Fig. 3.. Genomic distribution of CpG sites associated with age, rank, and early life adversity.

(A) Enrichment of the top four predictors of DNA methylation levels in functional compartments across the genome. Color indicates log₂(Odds Ratio) from a Fisher’s exact test, with the brightest colors indicating highest and lowest odds ratios. (B) Enrichment of the same four sets of age, rank, or early environment-associated CpG sites, across 15 distinct chromatin states, based on annotation in human peripheral blood mononuclear cells with coordinates lifted over to Panubis1.0. States are ordered roughly by their association with active gene regulation, from left (active) to right (repressed/quiescent).
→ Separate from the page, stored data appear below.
PR #7721, opened 2020-02-16
[Fix #7708] Support EOL disable comments on comment lines

### LINKED ISSUE #7708: End-of-line disable comments can't be used to disable an offense in a comment
Per @jonas054 in #1625:
```
End-of-line disable comments can't be used to disable an offense in a comment, currently. It will work like the other kind of disable comment, the one that needs an enable. It's an edge case, but it seems like a bug to me.

@jeffkowalski Please open a new issue. If you mention me in it, I will try to fix the problem.
```
--------

## Expected behavior

Disable an offense for a single-line comment, returning the enable state afterward

## Actual behavior

Disable comment has no effect on code comment

```
$ cat test.rb 
# coding: utf-8     # rubocop:disable Style/Encoding
# frozen_string_literal: true

$ rubocop test.rb
Inspecting 1 file
W

Offenses:

test.rb:1:1: W: Lint/MissingCopEnableDirective: Re-enable Style/Encoding cop with # rubocop:enable after disabling it.
# coding: utf-8     # rubocop:disable Style/Encoding
^

```
## RuboCop version

```
$ rubocop --version
0.78.0
```

jonas054:
A hash mark `#` on a comment line doesn't start a new comment, so we have to pretend that it does in order to support disabling of cops on a single comment line.

### DIFF
--- a/lib/rubocop/comment_config.rb
+++ b/lib/rubocop/comment_config.rb
@@ -113,13 +113,18 @@ module RuboCop
     def each_mentioned_cop
       each_directive do |comment, cop_names, disabled|
         comment_line_number = comment.loc.expression.line
-        single_line = !comment_only_line?(comment_line_number)
+        single_line = !comment_only_line?(comment_line_number) ||
+                      directive_on_comment_line?(comment)
 
         cop_names.each do |cop_name|
           yield qualified_cop_name(cop_name), disabled, comment_line_number,
                 single_line
         end
       end
+    end
+
+    def directive_on_comment_line?(comment)
+      comment.text[1..-1].match(COMMENT_DIRECTIVE_REGEXP)
     end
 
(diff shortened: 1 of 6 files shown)


lib/rubocop/comment_config.rb
```diff
@@ -122,6 +123,10 @@ def each_mentioned_cop
       end
     end
 
+    def comment_on_comment_line?(comment)
```
Drenmi: What do you think about making this `#directive_on_comment_line?`, since we match the directive regexp inside? 🙂

jonas054: That's much better! I'll fix it.

Drenmi:
Great catch! 🚀

koic:
Thanks!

Opaque dots indicate p<0.05 for enrichment based on Fisher’s exact test.

Fig. 4.. Early life habitat quality can be accurately predicted from DNA methylation, but this signal attenuates over time.

(A) Known early life habitat quality (x-axis) versus predicted early life habitat quality from an elastic net regularization model (y-axis). More negative values correspond to cases in which the model predicted that the individual was born in high-quality habitat (the post-habitat shift environment); more positive values correspond to cases in which the model predicted that the individual was born in low-quality habitat (the pre-shift environment). (B) Receiver operating characteristic (ROC) curve for early life habitat quality predictions (AUC=0.926; dashed line denotes the y=x line). (C) Predicted habitat quality (y-axis) versus the time since habitat shift in days (x-axis) for animals born in low quality habitat (linear model p=0.0084). 0 days since habitat shift indicates a sample from an animal still in the low-quality environment.
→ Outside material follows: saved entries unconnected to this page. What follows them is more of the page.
PR #7747, opened 2020-02-22
[Fix #7739] Allow methods raising NotImplementedError in `Lint/UnusedMethodArgument`

### LINKED ISSUE #7739: Allow unused variables when a class method only raises a NotImplementedError

While the [style guide](https://github.com/rubocop-hq/ruby-style-guide#duck-typing) prefers duck typing over inheritance, many developers prefer inheritance for the sake of communicating structure to other developers. If a method both has arguments and raises a `NotImplementedError` – a common pattern for defining method signatures – the `Lint/UnusedMethodArgument` warning is triggered.

I would like functions with arguments that only contain `raise NotImplementedError` to be ignored by `Lint/UnusedMethodArgument`. Ideally, there would be a setting (maybe `IgnoreNotImplementedMethods`) that is true by default.

This should not trigger any warnings

```
class Example
  def process_thing(thing)
    raise NotImplementedError
  end
end
```

Currently you can use the following work arounds

#### Leave a method empty, because `IgnoreEmptyMethods` is true by default
This is insufficient, because in many cases calling a method should immediately fail if it hasn't been implemented by a child class. Otherwise, bugs can appear far deeper in the execution path.

#### Prefix the variables with an underscore
This is insufficient, as it communicates that the prefixed argument(s) are optional. They may not be.

#### Don't include arguments in the signature
This is insufficient, as it fails to communicate the arguments child classes should expect for a method.

tejasbubane:
Closes #7739

-----------------

* [x] Added tests.

### DIFF
--- a/config/default.yml
+++ b/config/default.yml
@@ -1768,9 +1768,10 @@ Lint/UnusedMethodArgument:
   StyleGuide: '#underscore-unused-vars'
   Enabled: true
   VersionAdded: '0.21'
-  VersionChanged: '0.35'
+  VersionChanged: '0.81'
   AllowUnusedKeywordArguments: false
   IgnoreEmptyMethods: true
+  IgnoreNotImplementedMethods: true
 
 Lint/UriEscapeUnescape:
   Description: >-
--- a/lib/rubocop/cop/lint/unused_method_argument.rb
+++ b/lib/rubocop/cop/lint/unused_method_argument.rb
@@ -38,8 +38,33 @@ module RuboCop
       #   def do_something(unused)
       #   end
       #
+      # @example IgnoreNotImplementedMethods: true (default)
+      #   # good
+      #   def do_something(unused)
+      #     raise NotImplementedError
+      #   end
+      #
+      #   def do_something_else(unused)
+      #     fail "TODO"
+      #   end
+      #
+      # @example IgnoreNotImplementedMethods: false
+      #   # bad
+      #   def do_something(unused)
+      #     raise NotImplementedError
+      #   end
+      #
+      #   def do_something_else(unused)
+      #     fail "TODO"
+      #   end
+      #
       class UnusedMethodArgument < Cop
         include UnusedArgument
+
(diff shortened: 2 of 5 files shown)


lib/rubocop/cop/lint/unused_method_argument.rb
```diff
@@ -38,9 +38,25 @@ module Lint
...
+      #   # bad
+      #   def do_something(unused)
+      #     raise NotImplementedError
+      #   end
+      #
       class UnusedMethodArgument < Cop
         include UnusedArgument
 
+        def_node_matcher :raise_not_implemented?, <<~PATTERN
+          (send nil? :raise (const nil? :NotImplementedError))
```
bbatsov: You should also cover `fail`.

config/default.yml
```diff
@@ -1739,6 +1739,7 @@ Lint/UnusedMethodArgument:
   VersionChanged: '0.35'
   AllowUnusedKeywordArguments: false
   IgnoreEmptyMethods: true
+  IgnoreNotImplementedMethods: true
```
bbatsov: Version changed needs to be updated.

bbatsov:
Apart from my small remarks I'm fine with the proposed changes.

config/default.yml
tejasbubane: Updated.

lib/rubocop/cop/lint/unused_method_argument.rb
tejasbubane: Handled.

bbatsov:
Thanks!

sandstrom:
@tejasbubane Awesome addition! 

What do you think about [Lint/UnreachableCode](https://github.com/rubocop-hq/rubocop/blob/master/lib/rubocop/cop/lint/unreachable_code.rb) having this check too?

Basically such that it would allow:

```ruby
def my_method
  raise NotImplementedError
  
  1 + 1
end
```

PR #7751, opened 2020-02-23
Fix  Node Pattern documentation

marianosimone:
There was an unclosed code block that was messing up everything below "` for descendants"

[This is the documentation](https://docs.rubocop.org/en/latest/node_pattern/#using-node-matcher-macros)

And it looks like:

Screen Shot 2020-02-23 at 12 54 17 PM


koic:
Thanks!

PR #7761, opened 2020-02-26
[Fix #7737] Add new `Style/UnnecessaryArguments` cop

### LINKED ISSUE #7737: Remove unnecessary arguments for builtin methods.

I found something like `array.join('')` in my code recently. This can of course be replaced by `array.join`. There is also `string.split("\n")` or `string.gsub(a, '')`. I will try to collect more cases like this in this issue (help is welcome).

For a list of important builtin functions (e.g. `String#split` and `Array#join`), if an argument is passed explicitly that leads to the same behavior as leaving the argument away, suggest to remove that argument.

## Additional context

Note that I might do this myself eventually. Depends on how much time I have and how eager someone else is to take it.

tejasbubane:
Closes https://github.com/rubocop-hq/rubocop/issues/7737

-----------------

* [x] Added tests.


bbatsov:
I think that's not the best approach to building such a cop. A much better one would be to avoid hardcoding anything and build the rules for the methods and their redundant params via the configuration of the cop.

lib/rubocop/cop/style/unnecessary_arguments.rb
```diff
@@ -0,0 +1,42 @@
+# frozen_string_literal: true
+
+module RuboCop
+  module Cop
+    module Style
+      # Checks for unnecessary arguments to builtin methods
+      #
+      # @example
+      #   # bad
+      #
```
bbatsov: You misplaced the blank line here.

lib/rubocop/cop/style/unnecessary_arguments.rb
```diff
@@ -0,0 +1,42 @@
+# frozen_string_literal: true
+
+module RuboCop
+  module Cop
+    module Style
+      # Checks for unnecessary arguments to builtin methods
```
bbatsov: I'd expand on the description here (and ideally go beyond builtin methods with some form of configuration).

lib/rubocop/cop/style/unnecessary_arguments.rb
```diff
@@ -0,0 +1,42 @@
...
+      #   string.split(" ")
+      #   "first\nsecond".split(" ")
+      #
+      #   # good
+      #   array.join
+      #   [1, 2, 3].join
+      #   string.split
+      #   "first second".split
+      #
+      class UnnecessaryArguments < Cop
```
koic: For example, `RedundantSeparatorArgument` cop may be preferred for cop naming.
https://github.com/rubocop-hq/rubocop/issues/7077

config/default.yml
```diff
@@ -3898,6 +3898,12 @@ Style/UnlessElse:
   Enabled: true
   VersionAdded: '0.9'
 
+Style/UnnecessaryArguments:
+  Description: 'Check for unnecessary arguments to builtin methods.'
+  Enabled: true
```
koic: Can you specify `Enabled: pending` instead of `Enabled: true`.

lib/rubocop/cop/style/unnecessary_arguments.rb
tejasbubane: Since @bbatsov suggested extending this cop beyond builtin methods, naming this `RedundantArguments`.

config/default.yml
tejasbubane: Changed to `pending`.

lib/rubocop/cop/style/redundant_arguments.rb
```diff
@@ -0,0 +1,73 @@
...
+        end
+
+        # Parser wraps empty strings inside quotes
+        # this is a workaround to compare
+        def unwrap(string)
+          case string
+          when "''", '""'
+            ''
+          when '" "', "' '"
+            ' '
```
tejasbubane: This is a bad workaround & will fail with cases like `'    '` (string with spaces). Can anyone help me fix this?

tejasbubane:
@bbatsov Changed cop logic to be configurable for any method & argument.

bbatsov:
@tejasbubane Looks good to me overall. I'd only expand the docs to mention that people should be aware that the cop can't tell apart methods with the same name in different classes, so they should be careful with the cop.

bbatsov:
And that this is limited to methods that take a single param. To make it more generic we should be passing both a param position and a param in the config (e.g. if the redundant param is the second one), but I guess such cases are quite uncommon.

Fig. 5.. CpG sites associated with drought and male dominance rank are enriched in functional regions of the genome based on a high-throughput reporter assay.

(A) Workflow for the mSTARR-seq experiment and an example of read pileups at a regulatory window that exhibits methylation-dependent regulatory activity and overlaps a drought-associated CpG site in the observational data from Amboseli. Summed read counts are shown for methylated (blue) and unmethylated (yellow) experimental replicates. In the highlighted methylation-dependent regulatory region, unmethylated treatments drive substantial expression (yellow RNA counts) compared to methylated treatments (blue RNA counts), even though the amount of input DNA (overlapping yellow and blue DNA counts) was near-identical across treatments. (B) Enrichment of regulatory regions from mSTARR-seq across 15 chromatin states lifted over to the baboon genome from human peripheral blood mononuclear cells (27). Regions with empirically identified regulatory activity are enriched in regions orthologous to putative enhancer and promoter regions in human PBMCs, and depleted in states associated with regulatory quiescence/repression. (C) Enrichment statistics for male dominance rank- (blue), drought- (red), and age-associated CpGs (gray) in regions capable of regulatory activity in mSTARR-seq. The x-axis shows the FDR threshold for identifying age, drought, or rank-associated CpG sites; the y-axis shows the log₂(OR) for enrichment in mSTARR-seq putative regulatory elements (all identified at FDR = 10%). Opaque points indicate significant FET enrichment (p<0.05).